Material to process START

PR #3, opened 2015-05-17
fix issues in bb13ec, support utf16, python fom PATH

novocaine:
* fix ucs4 build broken by bb13ec
* add utf16 decoding to unicode.from_py_object for
  narrow unicode builds
* change unicode narrow/wide cfg flag to be
  Py_UNICODE_SIZE_4 not Py_UNICODE_WIDE, which doesn't
  appear in sysconfig
* support framework builds on os x
* python27-sys exports compilation flags as cargo vars,
  and rust-python resurrects them as cfg flags
* travis runs against local python27-sys
* rust-cpython depends on git python27-sys, because
  the one on cargo is now incompatible with it (since bb13ec)

Okay, so things were a little complicated than I previous thought :/

1. The CI was actually running off crates.io's python27-sys, so I didn't realise I had a bunch of things wrong and had actually broken the build - sorry :/. I am still learning about the rust build system. In this commit, I've altered the travis.yml to force tests to run against a local python27-sys. Maybe there's a better way than this? But I think the CI needs to fully reflect the code in the repo to avoid this happening again.

2. --cfg flags don't actually propagate to dependent crates, there's a separate system for exporting vars in cargo. So previously rust-python wasn't seeing cfg flags it needed in order to compile, and was broken. python27-sys now exports the python flags, and rust-python picks them up and resurrects them as the same cfg flags - so we can still use identical syntax in the two packages.

3. Fixed utf-16 decoding, added explicit os x fixes, and can now run off the python in your PATH, which works great with virtualenv and is how I managed to flip between testing against wide/narrow python builds.

If you like, I'm happy to split this into the commits which fix stuff I broke, and the commits which add new features for os x/utf16.

### DIFF
--- a/.travis.yml
+++ b/.travis.yml
@@ -2,6 +2,8 @@ language: rust
 env:
   global:
     - secure: g4kCg8twONwKPquuJmYrvGjo2n0lNtWTbyzFOITNn8FgCxNK2j38Qc9/UhErTR3g3rDjVzsTHZ8FTH7TJZrOK1Nzz90tJG6JHqUv77ufkcBlxgwwjilOz84uQhkDTMpLitMEeQDLEynKeWbxrjtc5LIpjEkxOPk5eiqwzKRN14c=
+before_script:
+  - mkdir -p .cargo && echo 'paths = ["python27-sys"]' > .cargo/config
 script:
   - cargo build --verbose
   - cargo test --verbose
--- a/Cargo.toml
+++ b/Cargo.toml
@@ -18,8 +18,12 @@ exclude = [
     ".gitignore",
     ".travis.yml",
 ]
+build = "build.rs"
 
 [dependencies]
-python27-sys="*"
 libc="*"
 num="*"
+
+# TODO: crates.io version doesn't have necessary conditional cfg flags yet
+[dependencies.python27-sys]
+git = "https://github.com/dgrunwald/rust-cpython.git"
--- a/python27-sys/Cargo.toml
+++ b/python27-sys/Cargo.toml
@@ -12,6 +12,7 @@ homepage = "https://github.com/dgrunwald/rust-python27-sys"
 repository = "https://github.com/dgrunwald/rust-python27-sys.git"
 license = "Python-2.0"
 authors = ["Daniel Grunwald <daniel@danielgrunwald.de>"]
+links = "python27"
 build = "build.rs"
 exclude = [
     ".gitignore",
--- a/python27-sys/build.rs
+++ b/python27-sys/build.rs
@@ -38,15 +38,7 @@ static SYSCONFIG_VALUES: [&'static str; 1] = [
 /// Examine python's compile flags to pass to cfg by launching
 /// the interpreter and printing variables of interest from 
 /// sysconfig.get_config_vars.
-fn get_config_vars() -> Result<HashMap<String, String>, String>  {
-    let exec_prefix = pkg_config::Config::get_variable(
-        "python-2.7", "exec_prefix").unwrap();
-
-    // assume path to the pkg_config python interpreter is 
-    // {exec_prefix}/bin/python - this might not hold for all platforms, but
-    // the .pc doesn't give us anything else to go on
-    let python_path = format!("{}/bin/python", exec_prefix);
-
+fn get_config_vars(python_path: &String) -> Result<HashMap<String, String>, String>  {
     let mut script = "import sysconfig; \
 config = sysconfig.get_config_vars();".to_owned();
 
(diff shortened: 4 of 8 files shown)


novocaine:
p.s., the ci is breaking after this rev, but that appears to be due to some regression in rustdoc unrelated to what I've done ..!

.travis.yml
```diff
@@ -2,6 +2,8 @@ language: rust
 env:
   global:
     - secure: g4kCg8twONwKPquuJmYrvGjo2n0lNtWTbyzFOITNn8FgCxNK2j38Qc9/UhErTR3g3rDjVzsTHZ8FTH7TJZrOK1Nzz90tJG6JHqUv77ufkcBlxgwwjilOz84uQhkDTMpLitMEeQDLEynKeWbxrjtc5LIpjEkxOPk5eiqwzKRN14c=
+before_script:
+  - mkdir -p .cargo && echo 'paths = ["python27-sys"]' > .cargo/config
```
dgrunwald: Interesting! I didn't know about cargo path overrides.

Is there any reason not to use these when working with the rust-cpython repository? I think we might want to commit `.cargo/config` to version control.

Cargo.toml
```diff
@@ -18,8 +18,12 @@ exclude = [
...
+build = "build.rs"
 
 [dependencies]
-python27-sys="*"
 libc="*"
 num="*"
+
+# TODO: crates.io version doesn't have necessary conditional cfg flags yet
+[dependencies.python27-sys]
+git = "https://github.com/dgrunwald/rust-cpython.git"
```
dgrunwald: Instead of referencing the git repository with `git = ...`, it's also possible to use `path = "python27-sys"` here.
But actually I think the best solution would be to revert to `python27-sys="*"`, and rely on the cargo path override (to be added to version control) during development. Then we just need to make sure to release python27-sys before releasing a new cpython package.

python27-sys/Cargo.toml
```diff
@@ -12,6 +12,7 @@ homepage = "https://github.com/dgrunwald/rust-python27-sys"
 repository = "https://github.com/dgrunwald/rust-python27-sys.git"
 license = "Python-2.0"
 authors = ["Daniel Grunwald <daniel@danielgrunwald.de>"]
+links = "python27"
```
dgrunwald: Why is this necessary? Shouldn't the build script output the linker flags? Especially since there's `python27` and `python2.7` depending on platform...

src/objects/string.rs
```diff
@@ -126,17 +174,7 @@ impl <'p, 's> FromPyObject<'p, 's> for Cow<'s, str> {
...
-                match char::from_u32(c) {
-                    Some(c) => s.push(c),
-                    None => {
-                        let e = try!(exc::UnicodeDecodeError::new(
-                            py, cstr!("utf-32"), u32_as_bytes(u), i .. i+1, cstr!("invalid code point")));
-                        return Err(PyErr::new(e));
-                    }
-                }
-            }
+            let s = unicode_buf_to_str(py, u).unwrap();
```
dgrunwald: This should be `try!()` instead of `unwrap()`

.travis.yml
novocaine: yes we could, I just wasn't sure whether you had that in mind and I wonder if it's impolite to take precedence over any configs further up the dir tree..? precedence rules aren't made very clear here:

http://doc.crates.io/config.html

Cargo.toml
novocaine: okay sure

python27-sys/Cargo.toml
novocaine: Not 100% sure if I understand the question but here's the explanation .. 

I think this is required in order for the cargo: variables that python27-sys exports to be visible to dependents (such as rust-cpython) as environment variables. cargo seems to use this as a prefix when translating the cargo: vars into environment variable names.

http://doc.crates.io/build-script.html#the-links-manifest-key

For example, in rust-cpython/build.rs above you can see I am unpacking DEP_PYTHON27_PYTHON_FLAGS - well, I never put 'dep_python27' in the cargo: exports at the bottom of python27-sys/build.rs - cargo did. So I think we need to put something here. 

(personally, I think that passing info to dependents should be an orthogonal concept to binding to native libraries - but that doesn't seem to be how it is).

src/objects/string.rs
novocaine: yes will fix

python27-sys/Cargo.toml
novocaine: oh, i think I just realised the misunderstanding - this does not control the linker flags at all, its just a declaration that this crate links to the named native lib for the purposes of signalling to dependent crates looking for a provider of it. again see the doc.crates.io link above.

python27-sys/build.rs
```diff
@@ -97,19 +93,143 @@ fn cfg_line_for_var(key: &str, val: &str) -> Option<String> {
...
+    }
+
+    let out = String::from_utf8(out.stdout).unwrap();
+    return Ok(out);
+}
+
+#[cfg(not(target_os="macos"))]
+fn get_rustc_link_lib(enable_shared: bool) -> Result<String, String> {
+    if enable_shared {
+        Ok("cargo:rustc-link-lib=python2.7".to_owned())
```
novocaine: your point about not hardcoding "python2.7" as the link target might apply here, though - I will see if we can extract this from sysconfig.

dgrunwald:
I've merged this and fixed the build by disabling the `cargo doc` invocation.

Material to process END

Activity: The lines to copy run from the first line of the entries to the line containing "builds on os x"; copy them exactly and output nothing else.

Result of the exercise:
PR #3, opened 2015-05-17
fix issues in bb13ec, support utf16, python fom PATH

novocaine:
* fix ucs4 build broken by bb13ec
* add utf16 decoding to unicode.from_py_object for
  narrow unicode builds
* change unicode narrow/wide cfg flag to be
  Py_UNICODE_SIZE_4 not Py_UNICODE_WIDE, which doesn't
  appear in sysconfig
* support framework builds on os x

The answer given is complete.